YOUR GOAL → Find each line of the material below in which the word "actually" occurs, and return it.

THE DATA →
PR #146, opened 2017-02-20
Badges API v1.0

owlishDeveloper:


src/api.js
```diff
@@ -280,6 +280,53 @@ api.declare({
...
+    try {
+      let instGithub = await this.github.getInstallationGithub(ownerInfo.installationId);
+      // Statuses is an array of status objects
+      let statuses = await instGithub.repos.getStatuses({owner, repo, ref: branch});
+      let status = statuses.find(statusObject => statusObject.context.startsWith('Taskcluster'));
+
+      // The weird switch is here for the future changes
+      switch (status.state) {
+        case 'success':
+          res.reply({status: 'success'});
```
djmitche: This looks like a JSON object, not an image :)

src/api.js
```diff
@@ -280,6 +280,53 @@ api.declare({
...
+
+  // Look up the installation ID in Azure. If no such owner in the table, no error thrown
+  let ownerInfo = await this.OwnersDirectory.load({owner}, true);
+
+  if (ownerInfo) {
+    try {
+      let instGithub = await this.github.getInstallationGithub(ownerInfo.installationId);
+      // Statuses is an array of status objects
+      let statuses = await instGithub.repos.getStatuses({owner, repo, ref: branch});
+      let status = statuses.find(statusObject => statusObject.context.startsWith('Taskcluster'));
```
djmitche: Rather than hardcode "Taskcluster" here, this should probably use the same configuration as we use to generate the status context.

src/api.js
```diff
@@ -280,6 +280,53 @@ api.declare({
...
+          res.reply({status: 'success'});
+          break;
+        case 'failure':
+          res.reply({status: 'failure'});
+          break;
+        case 'pending':
+          res.reply({status: 'pending'});
+          break;
+        default:
+          res.reply({status: 'tc spirit is strong with this one'});
```
djmitche: Let's just return 404 for this, too..

djmitche (changes requested):
As for the commits from the other branch, a rebase onto master should fix that up.

src/api.js
djmitche: http://stackoverflow.com/questions/17515699/node-express-sending-image-files-as-api-response

You'll also need to set the content-type:
```
     res.writeHead(200, {'Content-Type': 'image/png' });
```

src/api.js
owlishDeveloper: done

src/api.js
owlishDeveloper: (where will the images be coming from?)

src/api.js
owlishDeveloper: done

src/api.js
djmitche: I think you'll need to create some, perhaps based on emoji.  You could generate them in inkscape (svg) or gimp (png).  Then just include the image files in the repo, and serve them using `res.sendFile`.

owlishDeveloper: Should they be in a separate folder or in the root?

djmitche: How about in `assets/`.

owlishDeveloper: oh darn, just saw your reply. ok, I'll make assets/ (in the root  this one, right?)

djmitche: yes

src/api.js
```diff
@@ -280,6 +280,55 @@ api.declare({
...
+      // The weird switch is here for the future changes
+      switch (status.state) {
+        case 'success':
+          res.writeHead(200, {'Content-Type': 'image/png'});
+          res.reply({status: 'success'});
+          break;
+        case 'failure':
+          res.writeHead(200, {'Content-Type': 'image/png'});
+          res.sendFile('../assets/failure.png');
+          break;
```
djmitche: This looks right to me.. let's see if it works :)

owlishDeveloper: I'm not sure how to do that :) But don't give me hints just yet, I'd like to try and think of something

owlishDeveloper:
The tests pass for me, but here they will fail because I have to add path to images to config (or maybe that's the wrong way, I'm not sure). Not sure what the path is exactly... https path to the images here in the repo?

And another thing - I don't know what to do if it gets request for owner/repo it doesn't know. More in the comments there in the code

owlishDeveloper:
(you probably will not like the success emoji, but I had to try)

owlishDeveloper:
Also, the badges will be edited, here are just raw emojis

src/api.js
```diff
@@ -280,6 +280,45 @@ api.declare({
...
+
+  // Look up the installation ID in Azure. If no such owner in the table, no error thrown
+  let ownerInfo = await this.OwnersDirectory.load({owner}, true);
+
+  if (ownerInfo) {
+    try {
+      let instGithub = await this.github.getInstallationGithub(ownerInfo.installationId);
+      // Statuses is an array of status objects, where we find the relevant status
+      let statuses = await instGithub.repos.getStatuses({owner, repo, ref: branch});
+      let status = statuses.find(statusObject => statusObject.context.startsWith(`${this.cfg.app.statusContext}`));
```
imbstack: Perhaps the proper way to do this is check that the user who created it is us? It has a user id associated with it, right?

imbstack (commented):
Otherwise this looks perfect!

src/api.js
owlishDeveloper: Yeah, there's 'creator' key, and inside there is 'taskcluster[bot]' as login and the id. Sure, I can do that

owlishDeveloper: (id can be exposed in the code, can't it? I can use login otherwise)

README.md
```diff
@@ -1,5 +1,6 @@
 TaskCluster GitHub Service
 ==========================
+https://github.taskcluster.net/v1/badge/taskcluster/taskcluster-github/badgers
```
djmitche:
```
![Build Status](https://github.taskcluster.net/v1/badge/taskcluster/taskcluster-github/badgers)
```
https://github.com/adam-p/markdown-here/wiki/Markdown-Cheatsheet#images

src/api.js
```diff
@@ -281,6 +281,45 @@ api.declare({
 });
 
 api.declare({
+  name: 'badges',
```
djmitche: Probably singular would be better (it's only one badge..)

src/api.js
```diff
@@ -281,6 +281,45 @@ api.declare({
...
+
+  // Look up the installation ID in Azure. If no such owner in the table, no error thrown
+  let ownerInfo = await this.OwnersDirectory.load({owner}, true);
+
+  if (ownerInfo) {
+    try {
+      let instGithub = await this.github.getInstallationGithub(ownerInfo.installationId);
+      // Statuses is an array of status objects, where we find the relevant status
+      let statuses = await instGithub.repos.getStatuses({owner, repo, ref: branch});
+      let status = statuses.find(statusObject => statusObject.creator.id === 25589918);
```
djmitche: Is there a way we can learn this creator ID at runtime?  If not, can you explain how a user can figure it out, and put it in the configuration?

src/api.js
```diff
@@ -281,6 +281,45 @@ api.declare({
...
+
+      // Then we send a corresponding image. The path should be absolute
+      res.sendFile(this.cfg.server.publicUrl + '/assets/' + status.state + '.svg');
+    } catch (e) {
+      if (e.code < 500) {
+        // ???
+        return res.sendStatus(204);
```
djmitche: Maybe we need a special "error" badge that gets returned in this case?

src/api.js
```diff
@@ -281,6 +281,45 @@ api.declare({
...
+      }
+      throw e;
+    }
+  } else {
+    // ???
+    return res.sendStatus(204);
```
djmitche: The error badge would work here, too..

test/api_test.js
```diff
@@ -130,4 +143,25 @@ suite('api', () => {
     result = await helper.github.isInstalledFor('unknownOwner', 'unknownRepo');
     assert.deepEqual(result, {installed: false});
   });
+
+  test('build badges', async function() {
+    await request.get('http://localhost:60415/v1/badge/abc123/coolRepo/master').end((err, res) => {
+      err ? console.log(err) : assert.equal(res.headers['content-length'], 928);
```
djmitche: If there's an error, it will get sent to the console -- but the test will still succeed.  It's probably better to throw the error if it occurs.

Also, this is an odd combination of callback and `await`.  @imbstack I think you know more about superagent-promise than I do? Is this right?

test/api_test.js
```diff
@@ -130,4 +143,25 @@ suite('api', () => {
...
+
+    // This is one option for absent things:
+    await request.get('http://localhost:60415/v1/badge/abc123/unknownRepo/master').end((err, res) => {
+      err ? console.log(err) : assert.equal(res.statusCode, 204);
+    });
+    // Here I had another:
+    /*
+    The API returned 404 instead of 204, and here I had try-catch statement because 404 causes
+    superagent to throw an error. On superagent docs, there's request.get().ok(res => res.status < 500).end()
+    trick, but it didn't work here ('.ok is not a function').
```
djmitche: Maybe the difference between superagent and superagent-promise?  I'm not sure..

djmitche (commented):
Looks good so far!!

src/api.js
owlishDeveloper: Yeah, there is a way, I'm implementing it right now

src/api.js
owlishDeveloper: Yeah, that seems like a good idea. @imbstack, what are your thoughts?

test/api_test.js
owlishDeveloper: I tried connecting superagent itself - didn't work either :(

README.md
owlishDeveloper: Thank you!

src/api.js
owlishDeveloper: done

imbstack:
Honest question:

Should `assets/` be `src/assets/`? What's the proper place to put assets in an express project like this? I think it will be the first time we do it in taskcluster.

owlishDeveloper:
My understanding, there should be /public/img or smth to that effect in the root.

djmitche:
If it's in src/, it will be copied by babel-compile, which seems wasteful.  Based on my recent survey of all of our apps, I don't think it really matters :)

owlishDeveloper:
Ok, so I implemented everything you guys suggested; also, I added a real success badge to test. If no further changes requests, this can be merged and deployed somewhere.

src/api.js
```diff
@@ -281,6 +281,48 @@ api.declare({
...
+
+      let taskclusterBot = await instGithub.users.getForUser({username: 'taskcluster[bot]'});
+      // Statuses is an array of status objects, where we find the relevant status
+      let statuses = await instGithub.repos.getStatuses({owner, repo, ref: branch});
+      let status = statuses.find(statusObject => statusObject.creator.id === taskclusterBot.id);
+
+      // Then we send a corresponding image. (The path should be absolute)
+      return res.sendFile(status.state + '.svg', fileConfig);
+    } catch (e) {
+      if (e.code < 500) {
```
imbstack: I think in this case we also want to return this image if there's a 400.

The logic here is probably more like

```js
res.sendFile('error.svg', fileConfig);
if (e.code < 500) {
  throw e;
}
```

test/api_test.js
imbstack: Yeah, it's a little bit weird. We don't want to `console.log`. I'll comment here again soon when I figure out how to do this.

imbstack (commented):
Other than these little nits, I think the only thing we need to do to get this ready is to change `error.svg` to something like `unknown.svg` and make it neutral instead of bad. While we're at it, we may as well settle on which images we like for success/pending/failure.

test/api_test.js
owlishDeveloper: What if I put another assert.equal in there? For status code, for example. Then the test will fail in case of an error

src/api.js
owlishDeveloper: done

owlishDeveloper:
@imbstack I think this can be merged now!

README.md
```diff
@@ -8,6 +10,11 @@ This service monitors all of the repositories associated with an organization fo
 ### Docs
 See: https://docs.taskcluster.net/manual/vcs/github
 
+### Adding status badges to your project's readme:
+Insert the following string to the readme file in your project's repository:
+`![Task Status](https://github.taskcluster.net/v1/badge/taskcluster/taskcluster-github/badgers)`
```
djmitche: You might want to indicate where they should fill in the parts of their repo :)

README.md
```diff
@@ -40,3 +47,9 @@ run this check (but, no other credentials!)
 
 After you confirm it works on stage, deploy to production with [the
 pipeline](https://dashboard.heroku.com/pipelines/b867da9f-e443-4ddd-b8b1-2209532897b4).
+
+## Copyright notes
```
djmitche, line 51: :+1:

README.md
owlishDeveloper: done!

djmitche (approved):

Issue #148, opened 2017-02-21
YAMLException: duplicated mapping key at line 315, column 7:


imbstack:
https://sentry.io/taskcluster/taskcluster-github/issues/222528905/

```
YAMLException: duplicated mapping key at line 315, column 7:
          mounts:
          ^
  File "/app/lib/handlers.js", line 241, in Handlers._callee8$
    c = yaml.safeLoad(repoconf);
...
(17 additional frame(s) were not displayed)

YAMLException: duplicated mapping key at line 315, column 7:
          mounts:
          ^
```

petemoore:
Consistently occurs - here is my next push.

Thanks Brian!

https://papertrailapp.com/systems/taskcluster-github/events?focus=770778671832305677&selected=770778671832305677

https://github.com/taskcluster/generic-worker/blob/fb14121f8f16d8aad5da3bd71ebe0c0aebc7fc75/.taskcluster.yml#L315-L316

djmitche:
The error itself is invalid, as far as I can see -- the yaml looks fine.

I think the next debugging step is to pull that file and try running it through the version of the yaml lib we're using, and see if that raises a similar error.

petemoore:
credits to @imbstack  for finding the root cause - it was actually a combination of there being a duplicate elsewhere in the file ([here](https://github.com/taskcluster/generic-worker/blob/fb14121f8f16d8aad5da3bd71ebe0c0aebc7fc75/.taskcluster.yml#L284) and [here](https://github.com/taskcluster/generic-worker/blob/fb14121f8f16d8aad5da3bd71ebe0c0aebc7fc75/.taskcluster.yml#L311)) combined with this [reporting error](https://github.com/nodeca/js-yaml/issues/243).

Thanks guys, and sorry for not spotting the duplication myself!

djmitche:
This is still occurring, and I've verified that #149 is merged to production..

petemoore:
That's strange, I fixed the `.taskcluster.yml` file in generic-worker.

imbstack:
Ah, it's happening in pr-allowed now, instead of in handlers. The nice thing is that the library upgrade worked and is saying that the issue is duplicate artifacts now.

I expect the reason it is failing again in the case of pr-allowed is that the .taskcluster.yml is being loaded from the default branch (probably master?) and it has a duplicate mapping in it.

The fixes for this are twofold:

1. The default branch .taskcluster.yml needs fixed in generic-worker
[...]

PR #149, opened 2017-02-21
Report yaml error to users

imbstack:
This fixes one issue that arose in #148. This should probably be reported to the user rather than sentry. Next we have to figure out what's actually going wrong.


owlishDeveloper (approved):

imbstack:
Ok, this second diff adds a fix for #148 itself. It was due to nodeca/js-yaml#243. The yaml was invalid, but not in the way the library was telling us.

djmitche (approved):

PR #215, opened 2015-09-23
CB-9608 cordova-android no longer builds on Node 0.10 or below

daserge:
Replaced `path.isAbsolute` usage with `path.resolve`.

[Jira issue](https://issues.apache.org/jira/browse/CB-9608)

PR #217, opened 2015-09-23
CB-9608 cordova-android no longer builds on Node 0.10 or below

daserge:
Replaced `path.isAbsolute` usage with `path.resolve`.

[Jira issue](https://issues.apache.org/jira/browse/CB-9608)


daserge:
This should work on OSX now as well (`path.join('.', '/some/abs/path.tofile')` was turning path to relative in #215 ).

vladimir-kotikov:
LGTM

PR #218, opened 2015-09-24
CB-9696: Add possibility to use non-immersive fullscreen in all Andro…

ttiurani:
…id versions

When setting the new preference "fullscreen-immersive" to false like this:

<preference name="fullscreen" value="true" />
<preference name="fullscreen-immersive" value="false" />

Cordova reverts to old fullscreen behaviour also on newer Android versions. This fixes issue
CB-9696.


ttiurani:
Any chance to pull this very minor change? Is there something more I could do? The new immersive mode is substantially different from the old, and there is no practical way to migrate my code to support immersive mode.

infil00p:
If you still want this feature, can you change it so it merges cleanly, and works with the other code that uses non-immersive as a fallback? Thanks!

PR #216, opened 2015-09-23
CB-9080 Cordova CLI run for Android versions 4.1.1 and lower throws e…

daserge:
…rror

[Jira issue](https://issues.apache.org/jira/browse/CB-9080)

PR #219, opened 2015-09-24
Fixed CB-9697 Cordova emulate for Android versions 4.1.1 does not work

mleoking:
After running 'cordova emulate android' the apk is not installed & shown on the emulator despite the log shows the app is successfully launched.

This issue is related to https://issues.apache.org/jira/browse/CB-9080 and https://issues.apache.org/jira/browse/CB-8912. These two previous issues fix the problem in 'device.js' and error in 'emulator.js' is still not corrected.

The `emulator.js` file try to run this command:

exec, 'adb -s ' + target.target + ' install -r -d "' + apk_path + '"', os.tmpdir(), execOptions

The '-d' option is not supported by Android 4.1.1

Remove the '-d' option will fix this issue.

### DIFF
--- a/bin/templates/cordova/lib/emulator.js
+++ b/bin/templates/cordova/lib/emulator.js
@@ -336,7 +336,7 @@ module.exports.install = function(givenTarget, buildResults) {
 
         var retriedInstall = retry.retryPromise(
             NUM_INSTALL_RETRIES,
-            exec, 'adb -s ' + target.target + ' install -r -d "' + apk_path + '"', os.tmpdir(), execOptions
+            exec, 'adb -s ' + target.target + ' install -r "' + apk_path + '"', os.tmpdir(), execOptions
         );
 
         return retriedInstall.then(function (output) {


daserge:
@mleoking thanks!
It should be fixed in `device.js` as well.
I believe this is a duplicate of #216 though.

mleoking:
@daserge If you visit https://github.com/apache/cordova-android/blob/4.1.x/bin/templates/cordova/lib/device.js in the `4.1.x branch`, you will see that `device.js` is already fixed (-d is removed). But `emulator.js` is not. So, this pull just fix `emulator.js` in the `4.1.x branch`.

I am not sure whether the `-d` option should be removed for more branches. It depends on whether other versions of android system support this option.

It would be really nice if someone can do a systematic test and fix them all. :)

daserge:
@mleoking Thanks for the explanation!
I think `-d` was also being removed in master before [this commit](https://github.com/apache/cordova-android/commit/bf57aa1df061b3fcd429bb8d673de02bcb26f872#diff-257a87acd541c25468767e36993508b9L101), so I'm not sure that this fix should only go to the `4.1.x` branch.
What does `-d` option do on >4.1.1 devices? 
I could not find anything more than 
`-d: Allow version code downgrade.`

daserge:
Is `-d` just about reinstalling an app with version less than the installed one has?

mleoking:
@daserge Thanks for letting me know about [the commit](https://github.com/apache/cordova-android/commit/bf57aa1df061b3fcd429bb8d673de02bcb26f872#diff-257a87acd541c25468767e36993508b9L101). It does not remove the `-d` option from `emulator.js` though.

I am not sure how `-d` is useful for the app development. If it is of no use, we can remove it from all branches?

Can someone explain this?

@infil00p @mwbrooks

nikhilkh:
We do not plan to make a release to Android 4.1.x. I do not see much point in merging this.

mleoking:
@nikhilkh I created this patch because the ionic framework by default download this branch (Android 4.1.x) of cordova when adding the android platform. 

As ionic is widely popular, I suppose this bug would affect many people. Personally, every time, I create a new ionic project and add the android platform, I need to manually fix this file. 

So, if you can please fix it.

PR #223, opened 2015-09-30
Cordova-Android 5.0/Marshmallow Updates - Take 2 

infil00p:
This has some changes based on the feedback from Pull Request #220


framework/src/org/apache/cordova/CordovaInterface.java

RESULT OF THIS TASK →
credits to @imbstack  for finding the root cause - it was actually a combination of there being a duplicate elsewhere in the file ([here](https://github.com/taskcluster/generic-worker/blob/fb14121f8f16d8aad5da3bd71ebe0c0aebc7fc75/.taskcluster.yml#L284) and [here](https://github.com/taskcluster/generic-worker/blob/fb14121f8f16d8aad5da3bd71ebe0c0aebc7fc75/.taskcluster.yml#L311)) combined with this [reporting error](https://github.com/nodeca/js-yaml/issues/243).
This fixes one issue that arose in #148. This should probably be reported to the user rather than sentry. Next we have to figure out what's actually going wrong.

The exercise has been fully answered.